我以最快的速度不发出一点点声音上了二楼的卧室。当我拉开门,满以为会在里面看到谁的时候,里面居然空荡荡的。我有些不相信的往床底下望去,如果“我”会在卧室里,那我只可能会在床底下。
床下什么都没有,没有“我”!如果没有我,那他们杀的人是谁?难道说,我将在这里被杀?难道刚才的一切只是一个预言,而我却对这个预言,照做了?
来不及跑了,两个男人脚步声已经到了门口。我只能钻进柜子里,躲得一时是一时。我咬咬牙钻进衣柜里。我刚刚把衣柜的门关上,那两个人就进来了。
我透过衣柜狭小的缝隙往外张望,只见其中一个男人对床上的人说话。他们在我眼前,有一道的诡异的光照在他们身上,使得他们身上的光线和周围的不一样。他们身上是那种蓝幽幽的鬼火光,使得他们原本的实体看上有些虚幻。
一个男人一把拽起了床上的女人!
那是!
“妈妈!”我抛弃了心中所有的恐惧,也抛开了自己的头脑和理智。只因为,我看到我妈妈!她正在被那个男人一把抓起来!我简直破门而出,猛地撞开衣柜的门。

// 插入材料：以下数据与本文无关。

PR #62, opened 2025-07-01
- Added kjs builder methods for double tall plants and smoke emitters.

Redeix:
I want to add some more of these, and possibly allow control over the smoke particles through kubejs as well.

### DIFF
--- a/src/main/java/su/terrafirmagreg/core/common/data/blocks/DoubleDecorativePlantBlock.java
+++ b/src/main/java/su/terrafirmagreg/core/common/data/blocks/DoubleDecorativePlantBlock.java
@@ -1,0 +1,59 @@
+package su.terrafirmagreg.core.common.data.blocks;
+
+import net.minecraft.core.BlockPos;
+import net.minecraft.core.Direction;
+import net.minecraft.world.item.Item;
+import net.minecraft.world.level.BlockGetter;
+import net.minecraft.world.level.Level;
+import net.minecraft.world.level.LevelAccessor;
+import net.minecraft.world.level.LevelReader;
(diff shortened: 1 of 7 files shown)


src/main/java/su/terrafirmagreg/core/common/data/blocks/DoubleDecorativePlantBlock.java
```diff
@@ -0,0 +1,59 @@
...
+			return belowState.is(this) && belowState.getValue(BlockStateProperties.DOUBLE_BLOCK_HALF) == DoubleBlockHalf.LOWER;
+		}
+	}
+
+	@Override
+	public void onPlace(BlockState state, Level level, BlockPos pos, BlockState oldState, boolean isMoving) {
+		if (state.getValue(BlockStateProperties.DOUBLE_BLOCK_HALF) == DoubleBlockHalf.LOWER) {
+			BlockPos above = pos.above();
+			if (level.getBlockState(above).canBeReplaced()) {
+				level.setBlock(above, this.defaultBlockState().setValue(BlockStateProperties.DOUBLE_BLOCK_HALF, DoubleBlockHalf.UPPER), 3);
```
Pyritie, line 55: wouldn't this let you only place the bottom half, if the top half was obstructed? I think it should prevent it completely, either giving you the item back or just dropping it on the floor where you placed it (I've seen mods do both things)

Redeix: I'll test it again, and remove those loot tables first!

PR #93, opened 2025-08-09
Add Electric Extendo Grip

dimethylene:
Added Electric Extendo Grip
Consumes 8 EU a tick with 1000000 max
Increases block range by 1 more than regular extendo grip
the code is janky but it seems to work

[](https://github.com/TerraFirmaGreg-Team/Modpack-Modern/issues/1545)


Pyritie:
does it consume EU constantly? or only when it's equipped/interacting with stuff that's far away

dimethylene:
It consumes EU if it is in your main or off hand

dimethylene:
i completely removed any uses of maxUses, since the item will not have durability anyway, and also cleared persistentdata for when not in inventory

i did notice that in survival, blocks cannot be broken if the item is in the main hand, but it works perfectly in the offhand so i'm not to worried about it

Redeix (approved):

dimethylene:
oh wait i didn't realize making a new commit would discard reviews
oh well

Pyritie:
dw about it

gustovafing (approved):

PR #99, opened 2025-08-11
Prospector Rework

Redeix:
Now scans blocks projecting from the players viewport. And logs ore in the chat, and displays an xray particle effect depending on tier. All tag driven. Removed original functionality.


Pyritie (approved):

src/main/java/su/terrafirmagreg/core/client/OreHighlightRenderer.java
```diff
@@ -0,0 +1,60 @@
...
+        if (event.phase != TickEvent.Phase.END) return;
+
+        long now = System.currentTimeMillis();
+
+        synchronized (highlights) {
+            Iterator<Highlight> iterator = highlights.iterator();
+            while (iterator.hasNext()) {
+                Highlight highlight = iterator.next();
+                if (highlight.expireTime < now) {
+                    iterator.remove();
```
Vazde, line 53: Consider using `highlights.removeIf(h -> h.expireTime < now);` instead of the whole iteration thing. It's also better for performance and safety.

I personally tend to avoid mutating collections while iterating them, unless the collection explicitly states that to be ok - not sure how it's typically in Java.

PR #128, opened 2025-09-08
DNA syringes

Redeix:


src/main/java/su/terrafirmagreg/core/config/ServerConfig.java
```diff
@@ -18,6 +22,8 @@
  */
 public final class ServerConfig {
 
+    private static final Logger LOGGER = LogUtils.getLogger();
```
Pyritie, line 25: there's already a logger in TFGCore, why make another one?

Pyritie (dismissed):

PR #132, opened 2025-09-09
GTUtil.canSeeSunClearly rain fix mixin

FiNiTe-Weeb:
## What is the new behavior?
canSeeSunClearly, used in checking if solar boilers should be working, sometimes thinks the sun isnt clearly visible due to GT assuming that if rain is happening somewhere, its happening everywhere where rain can happen (which isn't true in TFC)

shouldnt be any

**Enter your Discord nickname, if your PR is successfully accepted, you will be given the Contributor role**
finite


Redeix (approved):
You may want to cache blockpos.above() since that call can be pretty laggy and running it twice is redundant.
So like: `BlockPos posAbove = blockPos.above();` or whatever

Pyritie (approved):

PR #138, opened 2025-09-16
Feature/cleanroom orbit

BlueBoat29:
cleanroom in orbit

- [x] recipes work in orbit
- [x] recipes work in a cleanroom
- [x] recipes don't work outside either


gustovafing (approved):

Redeix:
I'm wondering if an oxygenated environment should be left out? @Pyritie what do you think?

Pyritie:
like, oxygenated = not clean? I think that would be confusing

PR #153, opened 2025-09-26
Switch ae2 to Cosmic Frontiert fork

ko-lja:
## What is the new behavior?
Cooler and better ae2

## Implementation Details
Switch repo to the gtceu one and change dependency version

## Outcome
Feature: more cool features i guess???

## Additional Information
Will now need to use the -all.jar when building

Very low chance of breaking addons, currently only pcc is affected, but that's being taken care of by @Pyritie


Pyritie:
I'm guessing we'll need to remove ae2 from pakku too? will anything new need to be added there?

ko-lja:
Since it's bundled in core now, yes. I'm pretty sure that's all that needs changed

PR #157, opened 2025-09-29
Adding Deanfission mod in TFG

TomPlop:


Pyritie (approved):
I assume these blocks are just placeholders for now?

TomPlop:
> I assume these blocks are just placeholders for now?

yeah some of them for efficiency and throttle but we can't add them in the reactor anyway.

Pyritie:
diamond blocks are obtainable so it might be worth changing those to something else unused, like netherite blocks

消失了!那道蓝幽幽的光和那三个人一起消失了!哪里有什么妈妈,哪里有两个熟悉的陌生男人,只有我一个人站在衣柜前面对床傻站着。
眼前,还是没人住的屋子,和旧家具上覆盖一层薄薄的灰尘。
正文 第494章 又见他们
“妈妈,妈妈你在哪儿?”我叫嚷着,挥舞着双手在黑暗的四周摸索着找她。
我的妈妈还是昔日的模样,长长的黑色头发,白皙的皮肤。周围那么黑,但那一刻的她,却清清楚楚的好像放了光。
“妈妈!”我尖叫着!“妈妈你在哪里?妈妈!”
我清楚的记得,从头至尾我都没有睡着。也许以前见到的还可以以我在做梦搪塞过去,可这一次我是醒着的,我没有做梦,也没有被迷惑,我真真切切的看到了她,就在这间屋子里那个男人从床上把她揪起来。
如果这一切是刚才的重来,那他们刚才在楼上杀的人,其实是我的妈妈!那我是怎么死的?我在上来前明明看到了自己的尸体。那小小的用麻袋装的,被打断四肢的尸体,那被扭曲的不可思议的变形尸体,明明就是我啊。
难道说,我今天所看见的其实是过去?如果这一切是过去,那这两个人就是害我妈妈的凶手?可我怎么也死了呢?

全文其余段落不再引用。